PR #10125, opened 2018-10-08
cpu/esp8266: cpu frequency settings feature added

gschorcht:
### Contribution description

With this PR it becomes possible to set the default CPU frequency for the non-SDK and the SDK-Version as well. For that purpose,

- the define ```ESP8266_CPU_FREQUENCY``` is introduced, and
- the function ```system_update_cpu_freq``` is implemented in non-SDK version.

Using ```-DESP8266_CPU_FREQENCY=<freq>``` in CFLAGS where ```<freq>``` can be 80 or 160 is used to define the CPU frequency to be 80 MHz or 160 MHz. If ```ESP8266_CPU_FREQENCY``` is not defined, ```ESP8266_CPU_FREQUENCY_DEFAULT``` is used which is defined to be 80 MHz.

### Testing procedure

Using
```
make flash BOARD=esp8266-esp-12x -C tests/bench_thread_yield_pingpong
```
compiles and flashes the benchmark test with the default CPU frequency of 80 MHz. Using command
```
CFLAGS="-DESP8266_CPU_FREQUENCY=160" make flash BOARD=esp8266-esp-12x -C tests/bench_thread_yield_pingpong
```
compiles and flashes the benchmark test with a CPU frequency of 160 MHz. The result of the benchmark test should be the double.

### DIFF
--- a/cpu/esp8266/include/user_config.h
+++ b/cpu/esp8266/include/user_config.h
@@ -5,6 +5,13 @@
  * General Public License v2.1. See the file LICENSE in the top level
  * directory for more details.
  */
+/**
+ * @ingroup     cpu_esp8266
+ * @brief       Default configurations required by the SDK
+ * @author      Gunar Schorcht <gunar@schorcht.net>
+ * @file
+ * @{
+ */
 
 #ifndef USER_CONFIG_H
 #define USER_CONFIG_H
@@ -13,10 +20,17 @@
 extern "C" {
 #endif
 
-/* This file is just to satisfy SDK */
+/**
+ * @brief   Default CPU frequency in MHz.
+ * Possible values are 80 and 160.
+ */
+#ifndef ESP8266_CPU_FREQUENCY
+#define ESP8266_CPU_FREQUENCY   80
+#endif
 
 #ifdef __cplusplus
 }
 #endif
 
 #endif /* USER_CONFIG_H */
+/** @} */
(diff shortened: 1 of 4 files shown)


cpu/esp8266/include/user_config.h
```diff
@@ -13,10 +20,15 @@
 extern "C" {
 #endif
 
-/* This file is just to satisfy SDK */
+/**
+ * @brief   Default CPU frequency in MHz.
+ * Possible values are 80 and 160.
+ */
+#define ESP8266_CPU_FREQUENCY_DEFAULT   80
```
leandrolanzieri: Why do you define a default and then check if `ESP8266_CPU_FREQUENCY` is defined instead of defining it like..?
```C
#ifndef ESP8266_CPU_FREQUENCY
#define ESP8266_CPU_FREQUENCY   80
#endif
```
That way you wouldn't need the `#ifdef...` on the `user_init` function. Is there something I'm missing?

MrKevinWeiss:
ping @gschorcht , Leandro does make a decent point (unless it has something to do with API's).  I can review and test if you either give a reason or make the change.

MrKevinWeiss:
I do think @leandrolanzieri solution is better but if you feel strongly that the clarity is worth the extra lines then I can accept it.

leandrolanzieri:
I just think that it's a common and known pattern in RIOT to define defaults as `#ifndef`s.

gschorcht:
Changed it.

MrKevinWeiss:
Thanks!

gschorcht:
squashed.

PR #10126, opened 2018-10-08
cpu/esp8266: doc extended

gschorcht:
### Contribution description

Documentation in ```cpu/esp8266/doc.txt``` was extended by section ```Erasing the Device``` which describes
- how to erase the flash of the device, and
- more important what to do after erasing the flash to get the device working again.

### Testing procedure

It's just documentation.


gschorcht:
@jia200x The disadvantage of handling board documentation as part of the code and as normal PRs is that it takes a lot of time before the changes become active. This PR is opened for almost 3 months.

Another problem I'm running into is that it becomes more and more difficult to merge the changes of this PR with changes of the documentation I had to make as part of other PRs :worried:

cpu/esp8266/README.md
```diff
@@ -347,11 +347,23 @@ Optional features of ESP8266 can be enabled by ```USEMODULE``` definitions in th
...
-esp_spiffs | Enables the SPIFFS file system, see section [SPIFFS Device](#esp8266_spiffs_device)
-esp_sw_timer | Enables software timer implementation, implies the setting ```USE_SDK=1```, see section [Timers](#esp8266_timers)
+[esp_gdb](#esp8266_qemu_mode_and_gdb) | Enable the compilation with debug information, which is equivalent to using ```ENABLE_GDB=1```
+[esp_sdk](#esp8266_sdk_task_handling) | Enable the SDK version, which is equivalent to using ```USE_SDK=1```
+[esp_spiffs](#esp8266_spiffs_device) | Enable the SPIFFS drive in on-board flash memory
+[esp_sw_timer](#esp8266_timers) | Enable software timer implementation, implies the setting ```USE_SDK=1``` (module ```esp_sdk```)
 
 </center><br>
 
+For example, to activate the a SPIFFS drive in on-board flash memory, the makefile of application has simply to add the ```esp_spiffs``` module to ```USEMODULE``` make variable:
```
aabadie: There's an extra `a`. I think it should be `to activate the SPIFFS drive`

cpu/esp8266/README.md
```diff
@@ -347,11 +347,23 @@ Optional features of ESP8266 can be enabled by ```USEMODULE``` definitions in th
...
+```
+USEMODULE += esp_spiffs
+```
+
+Modules can be also be activated temporarily at the command line when calling the make command:
```
aabadie: Extra `be`: `Modules can also be activated...`

cpu/esp8266/README.md
```diff
@@ -613,22 +636,19 @@ SDCARD_SPI_PARAM_CS    | SPI0_CS0_GPIO | can be overridden
...
 # <a name="esp8266_application_specific_configurations"> Application-Specific Configurations </a> &nbsp;[[TOC](#esp8266_toc)]
 
-Configuration used for peripheral devices and for device driver modules, such as GPIO pins, bus interfaces or bus speeds are typically defined in the board-specific configurations ```board.h``` and ```periph_conf.h``` or in the driver parameter configuration ```< driver>_params.h```. Most of these definitions are enclosed by
-```
-#ifndef ANY_PARAMETER
-...
-#endif
-```
-constructs, so it is possible to override them by defining them in front of these constructs.
+The board-specific configuration files ```board.h``` and ```periph_conf.h``` as well well as the driver parameter configuration files ```<driver>_params.h``` define the default configurations for peripherals and device driver modules. These are, for example, the GPIOs used, bus interfaces used or available bus speeds. Because there are many possible configurations and many different application requirements, these default configurations are usually only a compromise between different requirements.
```
aabadie: Extra `well`

aabadie: And I think this line could be split, but this comment would apply to large parts of this file.

cpu/esp8266/doc.txt
```diff
@@ -339,24 +340,35 @@ Option | Values | Default | Description
...
-esp_spiffs | Enables the SPIFFS file system, see section [SPIFFS Device](#esp8266_spiffs_device)
-esp_sw_timer | Enables software timer implementation, implies the setting ```USE_SDK=1```, see section [Timers](#esp8266_timers)
+[esp_gdb](#esp8266_qemu_mode_and_gdb) | Enable the compilation with debug information, which is equivalent to using ```ENABLE_GDB=1```
+[esp_sdk](#esp8266_sdk_task_handling) | Enable the SDK version, which is equivalent to using ```USE_SDK=1```
+[esp_spiffs](#esp8266_spiffs_device) | Enable the SPIFFS drive in on-board flash memory
+[esp_sw_timer](#esp8266_timers) | Enable software timer implementation, implies the setting ```USE_SDK=1``` (module ```esp_sdk```)
 
 </center><br>
 
+For example, to activate the a SPIFFS drive in on-board flash memory, the makefile of application has simply to add the ```esp_spiffs``` module to ```USEMODULE``` make variable:
```
aabadie: Extra `a` copy pasted from the README.md. Just a thought: can we just keep one of these files ? (doc.txt)

gschorcht: `README.md` and `doc.txt` are identical. I use `README.md` to write the documentation to have immediate feedback in markdown viewer. It is quite tedious to write complex documentation for `doxygen` and execute `make doc` to see the results.

Using `doc.txt` is the new approach for board documentation. So, if only one file should be kept, it should be `doc.txt` :worried:

cpu/esp8266/README.md
gschorcht: I remember to out discussion regarding 80 characters per line also for documentation. These files were written before. I you insist on it, I can split the lines.

gschorcht:
@aabadie Many thanks for your review.

cpu/esp8266/doc.txt
gschorcht: I kept `README.md` for the moment so that you can track requested changes. I will remove it before squashing.

gschorcht:
@aabadie What do you think, should I remove README.md first? Yes, it is difficult to keep them consistent.

aabadie:
> should I remove README.md first? Yes, it is difficult to keep them consistent.

That would be better indeed.

gschorcht:
@aabadie  I would say that, the Codacy problem is a false positive. Can we merge inspite of it?

aabadie:
Just in case @gschorcht, your last commit (71ff08216f2ded8628f71aa45c8c8aec503cf31f) is removing the wrong README.md (in esp32 instead of esp8266) :)

The Codacy failure should be tackled if you fix this ;)

gschorcht:
@aabadie Ups :sunglasses: Fixed.

aabadie:
All green, let's merge!

gschorcht:
@aabadie Thanks for your review.

PR #10128, opened 2018-10-08
sys/ubjson: Unconditionally include <sys/types.h>

gebart:
### Contribution description

msp430_types.h is included implicitly if needed by sys/types.h
native Linux also needs sys/types.h for ssize_t, no idea why it was excluded originally..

--- Task goal ---
Referring to the material above, set down exactly the lines between the line with "cpu/esp8266: doc extended" and the line with "almost 3 months.", inclusive, and no other lines.

--- Final answer ---
cpu/esp8266: doc extended

gschorcht:
### Contribution description

Documentation in ```cpu/esp8266/doc.txt``` was extended by section ```Erasing the Device``` which describes
- how to erase the flash of the device, and
- more important what to do after erasing the flash to get the device working again.

### Testing procedure

It's just documentation.


gschorcht:
@jia200x The disadvantage of handling board documentation as part of the code and as normal PRs is that it takes a lot of time before the changes become active. This PR is opened for almost 3 months.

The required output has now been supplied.